Which lines run from the one containing "Mostly looks very" to the end of the listing below? Write them out exactly, both ends included, with nothing else.
** Opening PROVIDED INFORMATION block **
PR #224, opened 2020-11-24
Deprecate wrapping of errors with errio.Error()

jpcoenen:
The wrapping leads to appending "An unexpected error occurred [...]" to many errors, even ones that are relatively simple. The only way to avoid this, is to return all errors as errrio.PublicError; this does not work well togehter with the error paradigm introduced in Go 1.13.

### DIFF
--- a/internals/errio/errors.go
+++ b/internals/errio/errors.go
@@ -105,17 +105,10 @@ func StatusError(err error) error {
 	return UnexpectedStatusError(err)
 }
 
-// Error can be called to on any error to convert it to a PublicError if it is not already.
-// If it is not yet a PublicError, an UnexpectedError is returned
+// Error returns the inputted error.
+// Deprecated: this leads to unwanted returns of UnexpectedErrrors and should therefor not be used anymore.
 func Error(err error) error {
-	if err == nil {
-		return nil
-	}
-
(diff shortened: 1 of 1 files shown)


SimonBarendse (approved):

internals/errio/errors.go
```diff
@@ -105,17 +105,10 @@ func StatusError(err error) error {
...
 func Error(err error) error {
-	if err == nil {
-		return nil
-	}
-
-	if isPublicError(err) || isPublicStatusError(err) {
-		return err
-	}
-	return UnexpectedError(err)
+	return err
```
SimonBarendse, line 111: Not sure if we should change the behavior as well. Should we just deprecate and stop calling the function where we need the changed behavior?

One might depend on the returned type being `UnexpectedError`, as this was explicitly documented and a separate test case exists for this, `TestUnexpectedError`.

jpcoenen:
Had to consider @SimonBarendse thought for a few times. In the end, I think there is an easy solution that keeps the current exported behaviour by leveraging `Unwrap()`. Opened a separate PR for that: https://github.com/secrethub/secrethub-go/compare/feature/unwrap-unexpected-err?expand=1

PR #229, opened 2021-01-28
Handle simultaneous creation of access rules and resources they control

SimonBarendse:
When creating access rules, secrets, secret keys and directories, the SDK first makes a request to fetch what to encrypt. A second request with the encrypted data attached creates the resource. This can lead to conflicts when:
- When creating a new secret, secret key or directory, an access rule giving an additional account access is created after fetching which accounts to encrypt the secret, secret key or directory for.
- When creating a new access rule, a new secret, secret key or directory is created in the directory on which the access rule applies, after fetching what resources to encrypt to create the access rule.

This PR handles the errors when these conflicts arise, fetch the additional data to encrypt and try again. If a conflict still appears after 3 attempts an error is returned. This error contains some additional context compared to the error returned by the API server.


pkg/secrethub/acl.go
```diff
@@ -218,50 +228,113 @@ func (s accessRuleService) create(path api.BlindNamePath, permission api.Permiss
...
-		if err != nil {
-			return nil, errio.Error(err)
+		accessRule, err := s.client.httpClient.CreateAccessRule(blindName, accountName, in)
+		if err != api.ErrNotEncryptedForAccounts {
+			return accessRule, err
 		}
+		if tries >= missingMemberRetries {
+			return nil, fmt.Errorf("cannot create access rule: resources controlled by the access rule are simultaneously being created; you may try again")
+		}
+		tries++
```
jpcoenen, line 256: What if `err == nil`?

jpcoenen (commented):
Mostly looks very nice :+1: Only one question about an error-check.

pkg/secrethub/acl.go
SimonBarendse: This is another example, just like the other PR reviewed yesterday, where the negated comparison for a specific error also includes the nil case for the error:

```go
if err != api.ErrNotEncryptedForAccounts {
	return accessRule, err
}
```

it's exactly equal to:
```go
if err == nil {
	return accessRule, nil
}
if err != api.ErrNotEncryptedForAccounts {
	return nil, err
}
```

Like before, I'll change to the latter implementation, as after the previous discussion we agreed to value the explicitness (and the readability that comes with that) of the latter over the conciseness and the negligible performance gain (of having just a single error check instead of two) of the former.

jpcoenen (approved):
** Closing PROVIDED INFORMATION block **
▶ **ANSWER**
Mostly looks very nice :+1: Only one question about an error-check.

pkg/secrethub/acl.go
SimonBarendse: This is another example, just like the other PR reviewed yesterday, where the negated comparison for a specific error also includes the nil case for the error:

```go
if err != api.ErrNotEncryptedForAccounts {
	return accessRule, err
}
```

it's exactly equal to:
```go
if err == nil {
	return accessRule, nil
}
if err != api.ErrNotEncryptedForAccounts {
	return nil, err
}
```

Like before, I'll change to the latter implementation, as after the previous discussion we agreed to value the explicitness (and the readability that comes with that) of the latter over the conciseness and the negligible performance gain (of having just a single error check instead of two) of the former.

jpcoenen (approved):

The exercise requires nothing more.